Under the Executive Council of 15, they were part of the Bangsamoro Transition Commission with the Moro Islamic Liberation Front. Yusop Jikiri and Muslimin Sema along with her wife, former Congresswoman Bai Sandra Sema supports the Bangsamoro Organic Law. After the enactment of the Bangsamoro Organic Law, members of the EC-15 got appointed into the Bangsamoro Transition Authority by President Duterte.

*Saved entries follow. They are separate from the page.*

Issue #6899, opened 2021-12-06
make TaskWorker run in Py3


belforte:
an amazingly small set of changes seems sufficient, see https://github.com/belforte/CRABServer/tree/make-tw-work-in-py3

* https://github.com/dmwm/CRABServer/commit/5c2110ae28f8012450b4a9c940a380afc25205d9
* https://github.com/dmwm/CRABServer/commit/0bd861dad1644153c59c2a250ad675d80d344cdd

besides the obvious "use py3"
* https://github.com/dmwm/CRABServer/commit/83e1d6881d36faf1bcc5eb7cdd0c8fbb5f3d8f37
* https://github.com/dmwm/CRABServer/commit/bccb9750a18d783ba176e3c19e6de226d7ad3d9d

and the temporary workardound for missing ldap in the build ref #6898 
* https://github.com/dmwm/CRABServer/commit/ccc9b49e8c3e5d47ac46d02f908cfa70edd8ded4
(code was already surviving ldap failure, but not import failure, trivial change)

But now I am stuck in handling output of AuthenticatedSuprocess called in
https://github.com/dmwm/CRABServer/blob/a5cb8ff990424298eee12ab55832c7af5fb75b11/src/python/TaskWorker/Actions/DagmanSubmitter.py#L523-L534
The `rpipe` variable there has type  `'_io.TextIOWrapper' ` and even if I set `pickleOut=False` I can't find a way to read it into some string.
Maybe we need to hands into the forking code, untouched sine Brian wrote it and never understood by me !
https://github.com/dmwm/CRABServer/blob/a5cb8ff990424298eee12ab55832c7af5fb75b11/src/python/HTCondorUtils.py#L42

The same function is present in WMCore
https://github.com/dmwm/WMCore/blob/15067b9916fbd01b6599d5329aa6825940654bf6/src/python/WMCore/Services/PyCondor/PyCondorUtils.py#L32
 but not referenced anywhere, so there's no working example to go through

belforte:
@mapellidario once you are done with all the work which you have currently in your hand, I think I will need your help here. But let's do one thing at a time. Maybe I find a solution in google.

mapellidario:
After a quick read, I have a suggestion. Maybe we want to open the files that `AuthenticatedSubprocess` uses in binary mode by changing

https://github.com/dmwm/CRABServer/blob/a5cb8ff990424298eee12ab55832c7af5fb75b11/src/python/HTCondorUtils.py#L53-L54

with

[...]

PR #6901, opened 2021-12-06
Make tw work in py3 for #6899

belforte:
this appears to work, more testing needed

### DIFF
--- a/src/python/TaskWorker/Actions/DagmanSubmitter.py
+++ b/src/python/TaskWorker/Actions/DagmanSubmitter.py
@@ -507,7 +507,7 @@ class DagmanSubmitter(TaskAction.TaskAction):
             for k, v in dagAd.items():
                 if k == 'X509UserProxy':
                     v = os.path.basename(v)
-                if isinstance(v, basestring):
+                if isinstance(v, str):
                     value = classad.quote(v)
                 elif isinstance(v, classad.ExprTree):
                     value = repr(v)
--- a/src/python/TaskWorker/Actions/DagmanSubmitter.py
+++ b/src/python/TaskWorker/Actions/DagmanSubmitter.py
@@ -509,6 +509,10 @@ class DagmanSubmitter(TaskAction.TaskAction):
                     v = os.path.basename(v)
                 if isinstance(v, str):
                     value = classad.quote(v)
+                elif isinstance(v, bytes):
+                    # we only expect strings in the code above, but.. just in case,
+                    # be prarped for bytes in case it requires a different handling at some point
+                    value = classad.quote(v)
                 elif isinstance(v, classad.ExprTree):
                     value = repr(v)
                 elif isinstance(v, list):
--- a/src/python/HTCondorUtils.py
+++ b/src/python/HTCondorUtils.py
@@ -50,8 +50,8 @@ class AuthenticatedSubprocess(object):
 
     def __enter__(self):
         self.r, self.w = os.pipe()
-        self.rpipe = os.fdopen(self.r, 'r')
-        self.wpipe = os.fdopen(self.w, 'w')
+        self.rpipe = os.fdopen(self.r, 'rb')
+        self.wpipe = os.fdopen(self.w, 'wb')
         self.pid = os.fork()
         if self.pid == 0:
             htcondor.SecMan().invalidateAllSessions()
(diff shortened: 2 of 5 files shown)


belforte:
@mapellidario ready for review. I think it has been tested enough to merge, tag and build. And we can always open issues for new problems. No code change should be needed if we get a build with `ldap` for python3.

src/python/TaskWorker/Actions/DagmanSubmitter.py
```diff
@@ -507,7 +507,7 @@ def submitDirect(self, schedd, cmd, arg, info): #pylint: disable=R0201
             for k, v in dagAd.items():
                 if k == 'X509UserProxy':
                     v = os.path.basename(v)
-                if isinstance(v, basestring):
+                if isinstance(v, str):
```
mapellidario, line 510: Since my job is to be pedantic, if we wanted to have the same behavior as in py2 this should have been

```diff
- if isinstance(v, str):
+ if isinstance(v, (str, bytes)):
```

but is no problem was found, guaranteeing that this `v` is not going to be bytes, then I am happy! :)

mapellidario (approved):
Sorry for the delay! This looks good, thanks!

src/python/TaskWorker/Actions/DagmanSubmitter.py
belforte: we do nor care for py2 compatibility here. Pure Python3. Is that enough to claim "strings will never be bytes" ? Or at least "if some new developer writes bytes where string is expected, let's raise an exception and abort immediately"

mapellidario: > we do nor care for py2 compatibility here. Pure Python3

yeah, i understand this. the fact is that in py2 `basestring` meant both `str` and `unicode`, so if in py3 we want to keep the same behavior as py2, we would need to match both of those.

Moreover, i would align to the behavior of [classad.quote(input)](https://htcondor.readthedocs.io/en/latest/apis/python-bindings/api/classad.html#classad.quote)  (which is called if this `if` gives True) and `str.format()` (which is where the output of classad.quote() ends up):

```plaintext
>>> classad.quote("hello, 'world'!")
'"hello, \'world\'!"'
>>> classad.quote(b"hello, 'world'!")
'"hello, \'world\'!"'
>>> classad.quote("hello, 'ẘøґʟⅾ'!")
'"hello, \'\\341\\272\\230\\303\\270\\322\\221\\312\\237\\342\\205\\276\'!"'
>>> classad.quote(b"hello, 'ẘøґʟⅾ'!")
  File "<stdin>", line 1
SyntaxError: bytes can only contain ASCII literal characters.

>>> "hello {0}".format("world")
'hello world'
>>> "hello {0}".format(b"world")
"hello b'world'"

```

conclusions:
- it is better to make sure that we do not pass bytes to `.format()', if we do not want to risk having `b''` all around our strings -> if we use `if isinstance(v, str):`, then bytes will go straight to `.format()`
- `classad.quote()` happily accept both py3 `str` and `bytes` as input, returning py3 `str` ->
  a. if we are sure that `v` is unlikely to be bytes or it can be a bytes string that does not contain any non-ascii characters, i would go for `if isinstance(v, (str, bytes)):`
  b. if `v` can be a bytes strings that contains non-ascii characters, then i would use 

```python
if isinstance(v, (str, bytes)):
   value = classad.quote(decodeBytesToUnicode(v))
```

I do not have a final answer. as always, the solution depends on the type of our variables

mapellidario: > Is that enough to claim "strings will never be bytes"

yeah, i mean, we can just claim this and hope `v` will never contain bytes. in case it does, we will have `b''` all around and we will (hopefully) know where they are from

> "if some new developer writes bytes where string is expected, let's raise an exception and abort immediately"

the current solution does not raise any exception, just lets the bytes go though formatting them with some `b''`. We can add a `if isinstance(v, bytes): raise ...`, but feels kind of aggressive. we can just convert those to unicode

belforte: let's be concrete. That if only applies to the variables defined in the lines above in the same method (from lin 468 down) and used to do some magic to turn human readable classAds definitions into the precise quoting format required in a condor `subdag.ad` file. I.e. will only deal with things like `dagAd["CMS_SubmissionTool"] = "CRAB"` . Let's do whatever you like, but we should make sure we do not put `b'   '` in the classad file, I doubt condor will take it.

mapellidario: Then i think `if isinstance(v, (str, bytes)):` will be a perfect fit for us here.

belforte: OK. will be fixed in next commit

belforte:
hopefully final now. @mapellidario at your convenience please give final check

mapellidario (approved):
Looks good to me, thanks Stefano!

In 2023 however Misuari and Mus Sema's faction united together regarding the implementation of the 1996 agreement.

== Flag ==

Flag of the MNLF without inscriptions.

The Moro National Liberation Front makes use of a flag consist of a golden yellow star and crescent and a kris on a red field. The star represents Truthfulness, Fairness, Equality and Tolerance while the crescent moon symbolizes wisdom. The kris symbolizes strength. The red field represents the Bangsamoro activism, decisiveness, persistence, frugality, and sacrifices in pushing forward the revolutionary struggle for survival, self-determination, and success. The flag design is secular despite having a star and crescent, a symbol often associated with Islam. The flag has not been standardized and many variation exists regarding the scaling of elements in the flag. A variant, with a shahadah on the star and crescent exists. The flag was also used for the Bangsamoro Republik, a widely unrecognized state declared by the group.